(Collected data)
★ ★ ★ ★ ★ ★ ★
Issue #850, opened 2022-08-10
Check client secret not expired in ClientSecretAuthenticationProvider


doctormacky:
**Describe the bug**
When check the client id and secret which load from database, the jwt code are always be generated even the client id is expred.

**To Reproduce**
set a expiration date for client id and secret, then try to call /oauth2/token with the predefined client id and secret. 

**Expected behavior**
return exception like 'the client id is expired'

**Sample**

A link to a GitHub repository with a [minimal, reproducible sample](https://stackoverflow.com/help/minimal-reproducible-example).

Reports that include a sample will take priority over reports that do not.
At times, we may require a sample, so it is good to try and include a sample up front.

I know we can customize the ClientSecretAuthenticationProvider by ourselves, but as a build-in/default one, We should check this attribute (expirate date) by default.

jgrandja:
Thanks for the request @doctormacky. This would be a good enhancement. Are you interested in submitting a PR?

doctormacky:
@jgrandja  I am glad to help on that,  which branch should I work on? I noted that this project is a crazy one and moving very fast.

jgrandja:
@doctormacky Please base the PR on `0.4.x`. Thank you!

doctormacky:
@jgrandja I already submit a PR, please review [it](https://github.com/spring-projects/spring-authorization-server/pull/862). thanks.

PR #1532, opened 2024-02-05
fix a bug

ansatsing:
check the client expiration time in advance to prevent endless redirection jumps


oauth2-authorization-server/src/main/java/org/springframework/security/oauth2/server/authorization/authentication/OAuth2AuthorizationCodeRequestAuthenticationProvider.java
```diff
@@ -109,6 +111,12 @@ public Authentication authenticate(Authentication authentication) throws Authent
 					authorizationCodeRequestAuthentication, null);
 		}
 
+		if (registeredClient.getClientSecretExpiresAt() != null &&
```
jgrandja, line 114: @ansatsing This check has already been implemented in gh-850

ansatsing: I know the checkpoint you mentioned. But the earlier the system checks, the less meaningless processing it will do.

PR #1545, opened 2024-02-20
Explain the importance of requireProofKey

weltonrodrigo:
The importance of making PKCE required is explained at https://www.ietf.org/archive/id/draft-ietf-oauth-security-topics-22.html#name-pkce-downgrade-attack


jgrandja:
Thanks for the update @weltonrodrigo. This is now merged.

PR #1551, opened 2024-03-01
:bug: Configures OAuth 2.0 Resource Server support.

xuxiaowei-com-cn:


samples/demo-authorizationserver/src/main/java/sample/config/AuthorizationServerConfig.java
```diff
@@ -121,9 +121,7 @@ public SecurityFilterChain authorizationServerSecurityFilterChain(
 					new LoginUrlAuthenticationEntryPoint("/login"),
 					new MediaTypeRequestMatcher(MediaType.TEXT_HTML)
 				)
-			)
-			.oauth2ResourceServer(oauth2ResourceServer ->
```
jgrandja, line 125: This should not be removed as `oauth2ResourceServer()` should be configured with the `authorizationServerSecurityFilterChain()` NOT the `defaultSecurityFilterChain()`.

Issue #1541, opened 2024-02-20
Provide more flexibility on when to display consent page


petrdvorak:
**Expected Behavior**

When logging in via OAuth 2.1 dance, the consent is only requested once. For more security/compliance-sensitive applications, it would be nice to have a simple way to enforce the consent screen on every login so that the consent is re-granted.

We would like to be able to configure, i.e.:

```java
final RegisteredClient oidcClient = RegisteredClient.withId(UUID.randomUUID().toString())
                // ... 
                // Consent.ALWAYS / Consent.ONCE / Consent.NEVER
                .clientSettings(ClientSettings.builder().requireAuthorizationConsent(Consent.ALWAYS).build())
                .build();
```

**Current Behavior**

Once consent is granted to given scopes, the consent screen is not shown.

We are able to configure:

```java
final RegisteredClient oidcClient = RegisteredClient.withId(UUID.randomUUID().toString())
                // ...
                .clientSettings(ClientSettings.builder().requireAuthorizationConsent(true).build())
                .build();
```

**Context**

We are mostly trying to have a consistent user flow, where the sequence of screens is the same for each login. The additional reason is that we would like the user to re-confirm the consent granted to the third-party app.

Related gh-1363

MrJovanovic13:
I've been eager to contribute for some time now and this looks like something I can tackle.

@jgrandja If this is something that you want to support, I will gladly work on it.

jgrandja:
@petrdvorak 

> When logging in via OAuth 2.1 dance, the consent is only requested once. For more security/compliance-sensitive applications, it would be nice to have a simple way to enforce the consent screen on every login so that the consent is re-granted.

I believe you are looking for support for the OIDC parameter `prompt=consent`. Please see this [comment](https://github.com/spring-projects/spring-authorization-server/issues/501#issuecomment-989172918). Can you confirm?

Do you also need similar support for the standard OAuth 2.0 `authorization_code` grant flow? Or you just need it for OIDC (login) flow?

petrdvorak:
@jgrandja This does not seem to be what I am looking for, as this seems to be the client-side control only. (... or, am I missing how this could actually ensure the consent was granted again? Removing the parameter would skip the consent screen, so I do not see why this is even in the specification...)

[...]

PR #1552, opened 2024-03-02
Provide more flexibility on when to display consent page

MrJovanovic13:
This PR fixes [Issue-1541](https://github.com/spring-projects/spring-authorization-server/issues/1541#issue-2143352464)

Some things worth mentioning.

1. The Predicate naming is too similar to the private method name, do you think we should find a different name?
2. The private method is not static anymore since I am checking the predicate inside it and therefore i had to remove the static modifier and I've moved it above the other static methods in the file.
3. I've added the logic in such a way that if predicate exists it will immediately exit according to its evaluation, without going through further checks(such as if authorization consent is enabled in client settings). I figured if someone sets the predicate they want it to have full control instead of still going through additional checks which are currently in place(scopes, previous consent etc.)

### DIFF
--- a/oauth2-authorization-server/src/main/java/org/springframework/security/oauth2/server/authorization/authentication/OAuth2AuthorizationCodeRequestAuthenticationContext.java
+++ b/oauth2-authorization-server/src/main/java/org/springframework/security/oauth2/server/authorization/authentication/OAuth2AuthorizationCodeRequestAuthenticationContext.java
@@ -21,6 +21,8 @@ import java.util.Map;
 import java.util.function.Consumer;
 
 import org.springframework.lang.Nullable;
+import org.springframework.security.oauth2.core.endpoint.OAuth2AuthorizationRequest;
+import org.springframework.security.oauth2.server.authorization.OAuth2AuthorizationConsent;
 import org.springframework.security.oauth2.server.authorization.client.RegisteredClient;
 import org.springframework.util.Assert;
 
@@ -64,6 +66,27 @@ public final class OAuth2AuthorizationCodeRequestAuthenticationContext implement
 	}
 
 	/**
+	 * Returns the {@link OAuth2AuthorizationRequest oauth2 authorization request}.
+	 *
+	 * @return the {@link OAuth2AuthorizationRequest}
+	 */
+	@Nullable
+	public OAuth2AuthorizationRequest getOAuth2AuthorizationRequest() {
+		return get(OAuth2AuthorizationRequest.class);
+	}
+
+	/**
+	 * Returns the {@link OAuth2AuthorizationConsent oauth2 authorization consent}.
+	 *
+	 * @return the {@link OAuth2AuthorizationConsent}
+	 */
+	@Nullable
+	public OAuth2AuthorizationConsent getOAuth2AuthorizationConsent() {
+		return get(OAuth2AuthorizationConsent.class);
+	}
+
+
+	/**
 	 * Constructs a new {@link Builder} with the provided {@link OAuth2AuthorizationCodeRequestAuthenticationToken}.
 	 *
 	 * @param authentication the {@link OAuth2AuthorizationCodeRequestAuthenticationToken}
@@ -90,6 +113,28 @@ public final class OAuth2AuthorizationCodeRequestAuthenticationContext implement
 		 */
 		public Builder registeredClient(RegisteredClient registeredClient) {
 			return put(RegisteredClient.class, registeredClient);
+		}
+
+		/**
+		 * Sets the {@link OAuth2AuthorizationRequest oauth2 authorization request}.
+		 *
+		 * @param authorizationRequest the {@link OAuth2AuthorizationRequest}
+		 * @return the {@link Builder} for further configuration
+		 * @since 1.3.0
+		 */
+		public Builder authorizationRequest(OAuth2AuthorizationRequest authorizationRequest) {
+			return put(OAuth2AuthorizationRequest.class, authorizationRequest);
+		}
+
+		/**
+		 * Sets the {@link OAuth2AuthorizationConsent oauth2 authorization consent}.
+		 *
+		 * @param authorizationConsent the {@link OAuth2AuthorizationConsent}
+		 * @return the {@link Builder} for further configuration
+		 * @since 1.3.0
+		 */
+		public Builder authorizationConsent(OAuth2AuthorizationConsent authorizationConsent) {
+			return put(OAuth2AuthorizationConsent.class, authorizationConsent);
 		}
 
 		/**
--- a/oauth2-authorization-server/src/main/java/org/springframework/security/oauth2/server/authorization/authentication/OAuth2AuthorizationCodeRequestAuthenticationProvider.java
+++ b/oauth2-authorization-server/src/main/java/org/springframework/security/oauth2/server/authorization/authentication/OAuth2AuthorizationCodeRequestAuthenticationProvider.java
@@ -19,6 +19,7 @@ import java.security.Principal;
 import java.util.Base64;
 import java.util.Set;
 import java.util.function.Consumer;
+import java.util.function.Predicate;
 
 import org.apache.commons.logging.Log;
 import org.apache.commons.logging.LogFactory;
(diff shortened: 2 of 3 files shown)


jgrandja:
Thanks @MrJovanovic13. I will review this soon.

I'm trying to finish up gh-101 before we release `1.3.0-M3`.

oauth2-authorization-server/src/main/java/org/springframework/security/oauth2/server/authorization/authentication/OAuth2AuthorizationCodeRequestAuthenticationProvider.java
```diff
@@ -264,7 +266,49 @@ public void setAuthenticationValidator(Consumer<OAuth2AuthorizationCodeRequestAu
...
+	/**
+	 * Sets the {@link Predicate} used to determine if authorization consent is required.
+	 *
+	 * <p>
+	 * The {@link OAuth2AuthorizationCodeRequestAuthenticationContext} gives the predicate access to the {@link OAuth2AuthorizationCodeRequestAuthenticationToken},
+	 * as well as, the following context attribute:
+	 * {@link OAuth2AuthorizationCodeRequestAuthenticationContext#getRegisteredClient()} containing {@link RegisteredClient} used to make the request.
+	 *
+	 * @param requiresAuthorizationConsent the {@link Predicate} that determines if authorization consent is required.
+	 * @since 1.2.3
```
jgrandja, line 278: Update to `1.3`

oauth2-authorization-server/src/main/java/org/springframework/security/oauth2/server/authorization/authentication/OAuth2AuthorizationCodeRequestAuthenticationProvider.java
```diff
@@ -295,26 +339,6 @@ private static OAuth2TokenContext createAuthorizationCodeTokenContext(
 		return tokenContextBuilder.build();
 	}
 
-	private static boolean requireAuthorizationConsent(RegisteredClient registeredClient,
```
jgrandja, line 298: We should keep this method and associated logic as-is but change the signature to:

```java
private boolean requireAuthorizationConsent(OAuth2AuthorizationCodeRequestAuthenticationContext context)
```

We would also need to supply `OAuth2AuthorizationCodeRequestAuthenticationContext` with `OAuth2AuthorizationRequest` and `OAuth2AuthorizationConsent`.

This method would then be the default for:

```java
private Predicate<OAuth2AuthorizationCodeRequestAuthenticationContext> requiresAuthorizationConsent;
```

Applications could then override this via `setRequiresAuthorizationConsent()`.

jgrandja (changes requested):
Thanks for the PR @MrJovanovic13.

Please see review comments.

oauth2-authorization-server/src/main/java/org/springframework/security/oauth2/server/authorization/authentication/OAuth2AuthorizationCodeRequestAuthenticationProvider.java
MrJovanovic13: Sounds good. 

Would you like if `OAuth2AuthorizationRequest` and `OAuth2AuthorizationConsent` got treated the same way as `RegisteredClient` by exposing `getRegisteredClient()` and a builder method `registeredClient(RegisteredClient registeredClient)` inside the `OAuth2AuthorizationCodeRequestAuthenticationContext`? 

Or do you want just to use regular `.put()` and `.get()` for their supply & access?

MrJovanovic13: I have pushed a commit with a refactor according to your comment.

I attempted to expose getter & builders methods in the `OAuth2AuthorizationCodeRequestAuthenticationContext` for `OAuth2AuthorizationRequest` and `OAuth2AuthorizationConsent` instead of the `.put()` and `.get()` approach. However that ended up breaking a lot of tests. If It's important to go in that direction, I will put some more effort into making that work.

MrJovanovic13:
Sorry for the slight delay, had a busy week.

I can squash the commits if you guys prefer that.

oauth2-authorization-server/src/main/java/org/springframework/security/oauth2/server/authorization/authentication/OAuth2AuthorizationCodeRequestAuthenticationContext.java
```diff
@@ -92,6 +129,26 @@ public Builder registeredClient(RegisteredClient registeredClient) {
 			return put(RegisteredClient.class, registeredClient);
 		}
 
+		/**
+		 * Sets the {@link OAuth2AuthorizationRequest oauth2 authorization request}.
+		 *
+		 * @param oAuth2AuthorizationRequest the {@link OAuth2AuthorizationRequest}
+		 * @return the {@link Builder} for further configuration
+		 */
+		public Builder oAuth2AuthorizationRequest(OAuth2AuthorizationRequest oAuth2AuthorizationRequest) {
```
jgrandja, line 138: Rename to `authorizationRequest`

oauth2-authorization-server/src/main/java/org/springframework/security/oauth2/server/authorization/authentication/OAuth2AuthorizationCodeRequestAuthenticationContext.java
```diff
@@ -92,6 +129,26 @@ public Builder registeredClient(RegisteredClient registeredClient) {
...
+			return put(OAuth2AuthorizationRequest.class, oAuth2AuthorizationRequest);
+		}
+
+		/**
+		 * Sets the {@link OAuth2AuthorizationConsent oauth2 authorization consent}.
+		 *
+		 * @param oAuth2AuthorizationConsent the {@link OAuth2AuthorizationConsent}
+		 * @return the {@link Builder} for further configuration
+		 */
+		public Builder oAuth2AuthorizationConsent(OAuth2AuthorizationConsent oAuth2AuthorizationConsent) {
```
jgrandja, line 148: Rename to `authorizationConsent`

jgrandja (changes requested):
Thanks for the updates @MrJovanovic13. Please see review comments.

Also, please squash commits. Thanks.

oauth2-authorization-server/src/main/java/org/springframework/security/oauth2/server/authorization/authentication/OAuth2AuthorizationCodeRequestAuthenticationContext.java
```diff
@@ -78,6 +101,20 @@ public static Builder with(OAuth2AuthorizationCodeRequestAuthenticationToken aut
...
 
+		/**
+		 * Associates an attribute.
+		 *
+		 * @param key the key for the attribute
+		 * @param value the value of the attribute
+		 * @return the {@link Builder} for further configuration
+		 */
+		@Override
+		public Builder put(Object key, Object value) {
```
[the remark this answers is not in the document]
MrJovanovic13: > This can be removed since it's inherited by `AbstractBuilder`

I overrode this method as opposed to using the one in AbstractBuilder because the one in the AbstractBuilder does not accept null values and `authorizationConsent` can be null.

The alternative is to remove the not null assertion inside the AbstractBuilder, but it's inherited 5 times so I didn't want to cause potential issues in other builders.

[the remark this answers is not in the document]
jgrandja: If `authorizationConsent` or `authorizationRequest` is `null` it should not be passed into the `builder` so it's not an issue.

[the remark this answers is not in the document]
MrJovanovic13: > If `authorizationConsent` or `authorizationRequest` is `null` it should not be passed into the `builder` so it's not an issue.

The `authorizationConsent` from `authorizationConsentService.findById()` is `@Nullable`.

So I added a null check which won't pass it into the builder if it's null. I got rid of the custom `put()` method.
Let me know if the solution is suitable.

jgrandja:
Thanks for the updates @MrJovanovic13.

FYI, I added a polish commit to get this merged before tomorrow's release.

Thanks again!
★ ★ ★ ★ ★ ★ ★
What you are asked to do: Copy out the data above word for word, starting at its first line and ending with the line that contains "At times, we".

Answer box:
Issue #850, opened 2022-08-10
Check client secret not expired in ClientSecretAuthenticationProvider


doctormacky:
**Describe the bug**
When check the client id and secret which load from database, the jwt code are always be generated even the client id is expred.

**To Reproduce**
set a expiration date for client id and secret, then try to call /oauth2/token with the predefined client id and secret. 

**Expected behavior**
return exception like 'the client id is expired'

**Sample**

A link to a GitHub repository with a [minimal, reproducible sample](https://stackoverflow.com/help/minimal-reproducible-example).

Reports that include a sample will take priority over reports that do not.
At times, we may require a sample, so it is good to try and include a sample up front.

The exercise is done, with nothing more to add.